PALABRAS CLAVE: Siglo XVIII; historia del pensamiento económico; liberalismo; capitalismo; teoría económica


Traditionally, the 18th century extends from 1688 to 1815 under the convention that homogeneous historical changes are observed from the Glorious Revolution to the Battle of Waterloo. This long eighteenth century thus encompasses a sustained economic growth that is based on new agricultural techniques, on population growth, and on the beginning of the Industrial Revolution, with Great Britain as the main actor. This prominence is evident not only in the technological transformations that promote agriculture and trade, but also in the impact caused by the theoretical advances of economic thinkers.

The prosperity of the eighteenth century, which represents a break with the economic crises that occurred during the previous century, opens the spectrum for the appearance of various economic thinkers who established the principles of classical liberal thought and of a western capitalist system. The schools of economic thought will be represented by the mercantilists, the Physiocrats, then the classical thinkers like Adam Smith, Thomas Malthus, and David Ricardo. Although all agreed that the forces of the economy could be represented rationally, there were profound differences on best economic practices.
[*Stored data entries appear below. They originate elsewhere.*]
PR #747, opened 2020-09-13
[kernel] [tools] [elkscmd] [boot] Work with major gcc-ia16 toolchain update

tkchia:
I am kind of rushing out this PR because I hope to move ELKS away from the default `ld.bfd` linker in `binutils-ia16`, which is rather hard to make changes to, and seems to be acting up of late (https://github.com/jbruchon/elks/pull/743#event-3748875074).

On the compiler toolchain end, I had made these changes:

  * The linker used for ELKS is now [`ld.gold`](https://opensource.googleblog.com/2008/04/gold-google-releases-new-and-improved.html) rather than `ld.bfd`.
  * The compiler now internally uses a different method to represent _segment_`:`_offset_ addresses inside ELF `.o files.
    * See [H. P. Anvin's `segelf` proposal](https://git.zytor.com/users/hpa/segelf/abi.git/plain/segelf.txt) and [my write-up](https://github.com/tkchia/build-ia16/blob/master/elf16-writeup.md) for more information.
    * Basically, rather than modelling the IA-16 segments for text, far text, and data as ELF sections with overlapping virtual linear addresses --- but distinct load addresses --- the proposed method models them as having separate virtual addresses in the same linear address space, and uses special symbols to tell the segments apart.

(I have not yet rebased my patches on top of a newer version of mainline Binutils; I hope to do so in the longer term.)

On the ELKS end, the following changes were necessary:

  * The linker scripts were modified to work with the `segelf` scheme.
  * `ld.gold` can only output ELF executable files --- unlike `ld.bfd`.  To correctly build the bootloader and kernel, I added a separate post-link pass to convert ELF "executables" into ELKS `a.out`'s.  I have added a program `elf2elks` into the ELKS tree to do this.  (This means that we longer need the `i386elks` back-end I had added to Binutils.)
  * All program entry points were renamed to `_start`.  (`ld.gold` for some reason does not honour `PROVIDE (_start =` ...`);` in linker scripts.)
  * All `.o` files had to be rebuilt.

This PR also updates the size of the `a.out` header's `esh_ftseg` field to 32 bits, as a follow-up to https://github.com/jbruchon/elks/pull/746 .

Thank you!


tkchia:
I forgot to mention that `elf2elks` currently requires the `libelf` library (from [`elfutils`](https://sourceware.org/elfutils/)) to be installed.  I have not added the `libelf` source code into the ELKS tree, but perhaps I should (?).

Thank you!

ghaerr:
Hello @tkchia,

Wow, lots of changes! A quick review of all of them looks pretty good, I still have a few questions and comments:

- What about user programs? Will they need separate $(POSTLINK) processing if not built using a separate current $(LD) ... link line from source file compilation? There may be some one-step compilations performed, I haven't fully checked the tree yet.
- It looks like the compiler no longer knows about -maout-stack or -maout-heap options, are these being renamed --stack and --heap in elf2elks? If so, then this commit will break user application builds unless those options changed throughout elkscmd/. 
- I'm wondering whether it might (or might not) be a good idea to have elftoelks remain under cross/ and have ia16-unknown-gcc frontend automatically run it instead of separate POSTLINK requirement, as well as converting or passing -maout-\* options, etc. ?
- Since packages aren't necessarily easily available on macOS (which I build on), I suggest we move libelf into source tree, how about at tools/elftoelks/lib which keeps it self-contained, unless elftoelks moved to cross/.
- I don't fully understand the magic of the updated linker scripts (yet) - will they still be able to correctly process, say, far text sections named ".fartext.init" for upcoming initialization sections (with nothing placed after it), or should they be named something different? This option is currently kept in include/linuxmt/config.h. The idea is the .fartext.init section would be sorted last in all the far text code.
- Have you tested the setup.S/minix.h modifications when producing a kernel with a far text segment? Or should I?
- Line 102 of elksemu/elks.h still needs uint32_t for esh_ftseg.
- Do you have more hard information about previous compiler emitting bad code or relocation information for far text programs and whether this fixes it? I had mentioned this in #743 and still have test patch for trying to get kernel booted with .fartext.init sections.
- Finally, have you tested this on entire ELKS system, running various application programs? Or will we need more testing for those programs that use -maout-stack= options as described above? I may have missed something in elftoelks.

Thank you!

tkchia:
Hello @ghaerr,

> What about user programs? Will they need separate $(POSTLINK) processing if not built using a separate current $(LD) ... link line from source file compilation? There may be some one-step compilations performed, I haven't fully checked the tree yet.

If you link programs using the `ia16-elf-gcc` front end, the front end will automatically run the post-link step.  This should be the case for most userland programs.  Even `ia16-elf-gcc -nostdlib` ... will work.

You only need a separate `$(POSTLINK)` step if you invoke the linker (`ia16-elf-ld.gold`) directly, as is done for the bootloader and kernel.

And yes, I have rebuilt the entire ELKS tree and (briefly) tested the resulting disk image. :-)

> It looks like the compiler no longer knows about -maout-stack or -maout-heap options, are these being renamed --stack and --heap in elf2elks?

These should still be supported by `ia16-elf-gcc` --- it should transform these options into `--stack` and `--heap` options when invoking `elf2elks`.

> Since packages aren't necessarily easily available on macOS (which I build on), I suggest we move libelf into source tree, how about at tools/elftoelks/lib which keeps it self-contained, unless elftoelks moved to cross/.

Yes, OK.  In fact I just found that Sourceware's `libelf` is heavily dependent on GNU `libc`, which is problematic as I am also trying to get `libelf` to work on DJGPP.

Apparently FreeBSD has [an alternate (?) implementation](https://wiki.freebsd.org/LibElf) of the `libelf` interface which might be more suited for other OSes, including macOS.  I will see if I can get that to work.

> * ... will they still be able to correctly process, say, far text sections named ".fartext.init" for upcoming initialization sections (with nothing placed after it), or should they be named something different?

That should work.  The additional linker script nonsense is mainly to make sure that the special sections (and symbols) marking the start of each IA-16 segment will end up in the right places.

> * Do you have more hard information about previous compiler emitting bad code or relocation information for far text programs and whether this fixes it?

Unfortunately no, except that the old linker would sometimes crash, or emit relocations at the wrong place, or other randomness.

If you need a quick way to see what is going on inside an `a.out`, for now, running `ia16-elf-objdump -D -r -Mi8086` on the program will still work.  (This is still a useful functionality from my mostly-unneeded `i386elks` back-end, I guess...)

Thank you!

tkchia:
Hello @ghaerr,

> * Have you tested the setup.S/minix.h modifications when producing a kernel with a far text segment? Or should I?

I have not really tested these yet.  If you would like to help test them, please do.  Thanks!

tkchia:
Hello @ghaerr,

> * Since packages aren't necessarily easily available on macOS (which I build on), I suggest we move libelf into source tree, how about at tools/elftoelks/lib which keeps it self-contained, unless elftoelks moved to cross/.

I have added the BSD implementation of `libelf` under the `elf2elks` subtree, where it can be built.  I managed to avoid roping in BSD `make` as a dependency --- `libelf`'s makefile uses BSD `make` syntax --- though the `m4` program is still needed to generate some source files.

Thank you!

ghaerr:
Hello @tkchia,

Thank you for answering all the questions I had about this PR, I am fine with your plan and these changes.

I would like to try confirming the libelf make before committing this, so as not to be potentially down should there be issues. I am traveling but should be able to get that done within the next 24 hours.

I am also looking forward to testing the new linker with the far text kernel after commit, and will report back results.

Also, elks.h still needs a uint32_t type for esh_ftseg.

Thank you!

tkchia:
Hello @ghaerr,

> I am traveling but should be able to get that done within the next 24 hours.

Thanks very much!

> Also, elks.h still needs a uint32_t type for esh_ftseg.

It is correct (kind of).  I did move the `esh_ftrsize` relocation size field two bytes down.

Thank you!

ghaerr:
Hello @tkchia,

I've fetched PR 747 (without commit) and started rebuilding the compiler. It seems to be failing in the 'gold' directory:
```
g++ -DHAVE_CONFIG_H -I. -I../../binutils-src/gold  -I../../binutils-src/gold -I../../binutils-src/gold/../include -I../../binutils-src/gold/../elfcpp -DLOCALEDIR="\"/Users/greg/net/elks/cross/share/locale\"" -DBINDIR="\"/Users/greg/net/elks/cross/bin\"" -DTOOLBINDIR="\"/Users/greg/net/elks/cross/ia16-elf/bin\"" -DTOOLLIBDIR="\"/Users/greg/net/elks/cross/ia16-elf/lib\""   -W -Wall    -Werror -D_LARGEFILE_SOURCE -D_FILE_OFFSET_BITS=64 -frandom-seed=gold-threads.o -I../../binutils-src/gold/../zlib -Qunused-arguments -pthread -g -O2 -MT gold-threads.o -MD -MP -MF .deps/gold-threads.Tpo -c -o gold-threads.o ../../binutils-src/gold/gold-threads.cc
../../binutils-src/gold/gold-threads.cc:288:13: error: expected expression
    : once_(PTHREAD_ONCE_INIT)
            ^
/usr/include/pthread.h:210:27: note: expanded from macro 'PTHREAD_ONCE_INIT'
#define PTHREAD_ONCE_INIT {_PTHREAD_ONCE_SIG_init, {0}}
                          ^
1 error generated.
make[5]: *** [gold-threads.o] Error 1
make[4]: *** [all-recursive] Error 1
make[3]: *** [all] Error 2
make[2]: *** [all-gold] Error 2
make[1]: *** [all] Error 2
make: *** [/Users/greg/net/elks/cross/build/.binutils.build] Error 2
```
I'm on macOS Sierra 10.12.6.

Looking further into the failure, it's dying in this section of gold-threads.cc, which is \#ifdef'd ENABLE_THREADS:
```
#ifdef ENABLE_THREADS

// Class Once_initialize.  This exists to hold a pthread_once_t
// structure for Once.

class Once_initialize
{
 public:
  Once_initialize()
    : once_(PTHREAD_ONCE_INIT)
  { }

  // Return a pointer to the pthread_once_t variable.
  pthread_once_t*
  once_control()
  { return &this->once_; }

 private:
  pthread_once_t once_;
};

#endif // defined(ENABLE_THREADS)
```
Shall I configure without threads? If you could hint where I might do that or with what ./configure option, I will keep trying.

Thank you!

tkchia:
Hello @ghaerr,

Thanks for your report!  That was ... quite unexpected.

I think building with threads is still OK. :-)  The issue was that `<pthread.h>`'s `pthread_once_t` is a structure type on macOS --- and so `PTHREAD_ONCE_INIT` (= `{`...`, {0}}`) is a structure initializer list, but unfortunately you cannot use `{`...`, {0}}` as a function argument expression.

(On Linux/x86-64, and presumably other platforms where `gold` was tested, `pthread_once_t` is a scalar type, so this issue did not arise.)

You should be able to fix this for the time being, by rewriting the constructor as
```
  Once_initialize()
    : once_((pthread_once_t) PTHREAD_ONCE_INIT)
  { }
```
which should yield a valid "compound literal" expression on macOS.

On my end I will try to put out an updated Binutils, and also see how I can speed up the downloading and building of the toolchain in the ELKS tree.

Thank you!

ghaerr:
Hello @tkchia,

Thank you for the pthread_once_t init fix, that allowed the tools compilation to complete. I haven't yet tried the revised sped-up download from your very last push, but instead used the new toolchain to attempt an ELKS tree compile. The kernel was built, but now the make is failing while trying to link elkscmd/ash/ash:
```
ia16-elf-gcc -fno-inline -melks-libc -mcmodel=small -mno-segment-relocation-stuff -mtune=i8086 -Wall -Os -maout-heap=6144 -maout-stack=2048 -o ash builtins.o cd.o dirent.o error.o eval.o exec.o expand.o input.o jobs.o mail.o main.o memalloc.o miscbltin.o mystring.o nodes.o options.o parser.o redir.o show.o signames.o syntax.o trap.o output.o var.o init.o bltin/echo.o bltin/expr.o bltin/regexp.o bltin/operators.o linenoise_elks.o autocomplete.o 
/Users/greg/net/elks/cross/bin/../lib/gcc/ia16-elf/6.3.0/../../../../ia16-elf/lib/elkslibc/crt0.o:(.text+0x11): relocation truncated to fit: R_386_16 against `environ'
/Users/greg/net/elks/cross/bin/../lib/gcc/ia16-elf/6.3.0/../../../../ia16-elf/lib/elkslibc/crt0.o: in function `exit':
(.text+0x26): relocation truncated to fit: R_386_16 against `_cleanup'
cd.o: in function `getcomponent':
(.text+0x1): relocation truncated to fit: R_386_16 against `.bss'
(.text+0x1c): relocation truncated to fit: R_386_16 against `.bss'
(.text+0x28): relocation truncated to fit: R_386_16 against `.bss'
cd.o: in function `updatepwd':
(.text+0x44): relocation truncated to fit: R_386_16 against `.bss'
(.text+0x4d): relocation truncated to fit: R_386_16 against `stacknxt'
(.text+0x50): relocation truncated to fit: R_386_16 against `stacknleft'
(.text+0x53): relocation truncated to fit: R_386_16 against `sstrnleft'
(.text+0x5f): relocation truncated to fit: R_386_16 against `curdir'
(.text+0x72): additional relocation overflows omitted from the output
/Users/greg/net/elks/cross/bin/../lib/gcc/ia16-elf/6.3.0/../../../../ia16-elf/bin/ld: ash: can not represent section `.comment' in ELKS object file format
/Users/greg/net/elks/cross/bin/../lib/gcc/ia16-elf/6.3.0/../../../../ia16-elf/bin/ld: final link failed: nonrepresentable section on output
collect2: error: ld returned 1 exit status
make[2]: *** [ash] Error 1
make[1]: *** [all] Error 1
make: *** [all] Error 2
```

ghaerr:
@tkchia - please temporarily ignore my last comment... I am using a new clone of the ELKS tree and it seems my PATH is possibly corrupted, even after running `. env.sh`:
```
PATH=/Users/greg/net/elks/elks/tools/bin:/Users/greg/net/elks/cross/bin:/Users/greg/net/elks-gh/elks/tools/bin:/Users/greg/net/elks-gh/cross/bin:/opt/local/bin:/opt/local/sbin:/usr/local/bin:/usr/bin:/bin:/usr/sbin:/sbin:/opt/X11/bin
```
The "elks-gh" is the OLD tree, "elks" is the NEW tree. Let me look at this for a minute...

tkchia:
Hello @ghaerr,

Yes, it seems the messages are coming from the old default linker (`ld.bfd`).  With my updates, all ELKS code should now be built with the `gold` linker, which reports relocation overflows (when they happen) in a different way.

Thank you!

ghaerr:
Hello @tkchia,

OK, the ELKS tree now builds and runs. However, just for the heck of it, I thought to try networking, and with the new build, it is failing when running `telnet localhost` with a large errno, running as follows:
```
ELKS 0.3.0
login: root
# net start
...
# telnet localhost
Connecting to localhost (127.0.0.1:23)
Connected
write: Unknown error 26174
write: Unknown error 26174
write: Unknown error 26174
write: Unknown error 26174
write: Unknown error 26174
login: Connection closed: Unknown error 26174
```
The above works fine on the old compiler/linker. This is sometimes indicative of a stack overflow. I then looked further, checking to see whether perhaps --stack/--heap was perhaps not working and ran into a problem from my previous #746, where the a.out header changed and chmem.c wasn't updated - so it's buggy. I am going to fix that on both trees and continue looking into why networking isn't working with the new toolchain.


Thank you!

ghaerr:
Hello @tkchia,

I have tracked down the problem, it has to do with the nuances of the v0 and v1 header, and the elf2elks command setting a default v0 header when stack and heap are 0. Take a look at the following screenshots of telnet's data allocation:

OLD telnet data segment: (CORRECT)
old

NEW telnet data segment:
new

The chmem program displays the effective heap with the following code:
```
        if (header.chmem == 0) {                                /* default heap*/
                oldheap = INIT_HEAP;
                displayheap = 0;
        } else if (header.version == 1)
                displayheap = oldheap = header.chmem;
        else
                displayheap = oldheap = header.chmem - dsegsize;        /* v0 displays effective heap, not header value*/
```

On the one hand, the thinkers of mercantilism were against international free trade because they had the conviction of a zero sum: while some gained from commercial transactions, others lost; therefore, the best economic policy was protectionism. On the other hand, the Physiocrats, and thinkers like Adam Smith and David Ricardo, were convinced that, through international trade, nations earned a positive sum, that is, trade brought profits for both buyers and sellers. In the free market, while competition allows better products at lower prices, buyers can survive and continue to enrich themselves.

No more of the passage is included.